How to use the official ranking implementation

The challenge results data is not public, but can be shared upon reasonable request. The script that is used to compute the final is provided in ranking. Please follow the instructions there for a demo.

Hardware Constraints for Submissions

In the testing phase of Task 2, we are going to perform a decentralized evaluation on multiple remote institutions with limited computation capabilities. To finish the evaluation before the MICCAI conference, we have to restrict the inference time of the submitted algorithms.

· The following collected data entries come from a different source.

PR #67, opened 2019-03-06
feat(acceptance): initial sanity acceptance tests

enoodle:
Adding sanity acceptance tests.


galbash:
matrix of things to verify:

1. runtime
  a. 6, 8
2. function type
  b. sync / async (8)
3. handler
  a. no parameters
  b. event
  c. event  + context
  d. event + context + callback
4. return type (sucess / error)
 a. call callback
 b.  context.succeed(), context.fail(), context.done()
 c. (only in node 8) return promise (return value async function / actually returning a promise)
5. mix return types

test/acceptance/lambda-handlers/bad_events.json
```diff
@@ -0,0 +1,3 @@
+{
```
galbash: I think you can delete this file

test/acceptance/requirements.txt
```diff
@@ -0,0 +1,2 @@
+pytest
```
galbash: You can delete this file

galbash (dismissed):
Looks good

galbash (approved):

PR #69, opened 2019-03-21
feat(acceptance): adding acceptance matrix

enoodle:


test/acceptance/acceptance.js
```diff
@@ -39,6 +71,32 @@ async function basicTest(lambdaName, input) {
...
+/**
+ * basicNoReturn
+ *
+ * @param {string} lambdaName
+ * @param {object} input
+ * @returns {undefined}
+ */
+async function basicNoReturn(lambdaName, input) {
+    const response = await invoke(lambdaName, input);
+    expect(response.StatusCode).to.equal(200);
```
galbash, line 83: Maybe assert the payload is 'null'?

test/acceptance/acceptance.js
```diff
@@ -55,7 +113,72 @@ describe('Lambda Wrapper', () => {
...
+        });
+    });
+
+    const syncOptions = ['sync'];
+    const paramOptions = ['no', '1', '2', '3'];
+    const returnOptions = [
+        'simple_return', 'no_return',
+        'succeed', 'fail', 'done',
+        'callback', 'callback_error', 'callback_then_fail'];
+    if (RUNTIME === 'nodejs8.10') {
```
galbash, line 127: Maybe on node6.10 push promise-void or something whereyou return a promise but expect the result to be null

galbash (dismissed):
Check out the comments

test/acceptance/acceptance.js
enoodle: then it is like no returning anything which we already check..

test/acceptance/acceptance.js
enoodle: :+1: will add

galbash (approved):

PR #437, opened 2021-02-13
fix(ldap): ldapjs default to the first server of the array

ymwjbxxq:
ldapjs  v2.2.0 Add support for multiple servers (client)
https://github.com/ldapjs/node-ldapjs/releases

### DIFF
--- a/src/events/ldap.js
+++ b/src/events/ldap.js
@@ -29,7 +29,7 @@ function bindWrapper(bindFunction) {
             }
             utils.debugLog(`LDAP.js bind() wrapper - name: ${name}`);
             if (this.urls.length > 0) {
-              this.url = this.urls[0];
+                this.url = this.urls[0];
             }
             const resource = new serverlessEvent.Resource([
                 this.url.hostname,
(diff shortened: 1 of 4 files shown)


src/events/ldap.js
```diff
@@ -28,6 +28,9 @@ function bindWrapper(bindFunction) {
                 controls = c;
             }
             utils.debugLog(`LDAP.js bind() wrapper - name: ${name}`);
+            if (this.urls.length > 0) {
+                this.url = this.urls[0];
```
ranrib, line 32: Will this override `this.url` in some way?

ymwjbxxq: this.url is now undefined  because even do the documentation say you can set a string or array when
`const client = ldap.createClient({
        url: 'ldap://localhost:4389',
    });`
    
  the library set the .urls property while .url stay undefined and so we need to set it to avoid exceptions later on in your code.
  
I think this code is not 100% correct because the user could setup multiple servers for redundancy and so like this we pick only the first while maybe in case of errors we should try to pick other server in the array but at least in this way I did not change the logic.

ranrib:
Hi @ymwjbxxq - in order to make sure it works in both cases we'll use this PR and test it manually on our end. In the meantime I'm closing. Thanks!

PR #445, opened 2021-02-21
fix(sqs_utils.js): update sns-sqs support

ranrib:
Signature fields are not always coming through

### DIFF
--- a/src/resource_utils/sqs_utils.js
+++ b/src/resource_utils/sqs_utils.js
@@ -25,9 +25,7 @@ function getSNSTrigger(messages) {
                 'MessageId' in body &&
                 'TopicArn' in body &&
                 'Message' in body &&
-                'Timestamp' in body &&
-                'SignatureVersion' in body &&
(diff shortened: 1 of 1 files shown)


src/resource_utils/sqs_utils.js
```diff
@@ -25,9 +25,7 @@ function getSNSTrigger(messages) {
                 'MessageId' in body &&
                 'TopicArn' in body &&
                 'Message' in body &&
-                'Timestamp' in body &&
-                'SignatureVersion' in body &&
```
haimrait, line 29: Why did you remove them?
someone else uses them?

ranrib: This is used to identify the message within SQS got the SNS signature. in SNS FIFO both signature fields do not appear and that's why they are not crucial (TopicArn, MessageId, and the rest are a good indicator for SNS usage as well)

haimrait (approved):

PR #446, opened 2021-02-21
feat(ssm): ssm getParameter support

ymwjbxxq:
From the service map I noticed that SSM was not traced.

I tried to follow the same pattern that you inside the aws_sdk.js file for the SSM GetParameter function
https://docs.aws.amazon.com/systems-manager/latest/APIReference/API_GetParameters.html

Not sure how do you test it but would be nice if you could let me know for future reference.


enoodle (approved):
Thanks Dan!

PR #458, opened 2021-02-25
fix(getmetricdata): add cloudwatch getMetricData event

ymwjbxxq:
I have added in the aws event the cloudwatch.getMetricData request
https://docs.aws.amazon.com/AWSJavaScriptSDK/latest/AWS/CloudWatch.html#getMetricData-property


enoodle (approved):
Thanks Dan!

As the number of participants is not known in advance, we decided for the following rules in that regard:

  • We will perform a test run of the submission on three toy test cases (shipped with the MedPerf environment) on a system with one GPU (11GB) and 40 GB RAM.
  • For each submission, we are going to check if the algorithms produces valid outputs on the toy test cases. Submissions that exit with error are invalid.
  • Participants are allowed to do their own memory management to fit a larger algorithm, but there will be a timeout of num_cases * 180 seconds on the inference time.

Common Problems

Problems related to docker -> singularity conversion. There are some cases in which a docker submission can be run without errors by the submitter, but the same container causes errors on the organizers' end (because we convert them to singularity):

  • WORKDIR not set in singularity: If WORKDIR is used in the Dockerfile, this can result in FileNotFoundError when we run your submission with singularity. To avoid this, please use only absolute paths in your code. Also the entrypoint of the container should use an absolute path to your script.
  • Limited tmpfs space in singularity: Often causes errors like OSError: [Errno 28] No space left on device. Solution: Please make sure you write files only to the output_path passed to mlcube.py. Temporary files can be saved in a sub-directory of output_path, for example.
  • User inside singularity containers isn't root: This can lead to PermissionError when reading files from the file system like model checkpoints. Make sure that all files that need to be read from inside the container can be read by all users, either before copying them in the Dockerfile or adding chmod commands to the Dockerfile.